*Supplied data*.
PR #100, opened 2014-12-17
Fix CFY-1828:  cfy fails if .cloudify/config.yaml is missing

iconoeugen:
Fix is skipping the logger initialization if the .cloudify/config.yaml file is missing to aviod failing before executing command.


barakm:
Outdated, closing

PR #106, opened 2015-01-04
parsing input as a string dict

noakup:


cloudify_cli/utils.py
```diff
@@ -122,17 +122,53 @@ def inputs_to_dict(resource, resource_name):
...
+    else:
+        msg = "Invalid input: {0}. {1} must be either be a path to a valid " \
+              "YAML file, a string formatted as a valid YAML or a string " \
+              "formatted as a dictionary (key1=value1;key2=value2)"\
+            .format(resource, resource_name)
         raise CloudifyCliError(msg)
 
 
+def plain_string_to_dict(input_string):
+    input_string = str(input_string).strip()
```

*Exercise*.
The records above are to be given again in full, word for word.

*Result of the task*.
PR #100, opened 2014-12-17
Fix CFY-1828:  cfy fails if .cloudify/config.yaml is missing

iconoeugen:
Fix is skipping the logger initialization if the .cloudify/config.yaml file is missing to aviod failing before executing command.


barakm:
Outdated, closing

PR #106, opened 2015-01-04
parsing input as a string dict

noakup:


cloudify_cli/utils.py
```diff
@@ -122,17 +122,53 @@ def inputs_to_dict(resource, resource_name):
...
+    else:
+        msg = "Invalid input: {0}. {1} must be either be a path to a valid " \
+              "YAML file, a string formatted as a valid YAML or a string " \
+              "formatted as a dictionary (key1=value1;key2=value2)"\
+            .format(resource, resource_name)
         raise CloudifyCliError(msg)
 
 
+def plain_string_to_dict(input_string):
+    input_string = str(input_string).strip()
```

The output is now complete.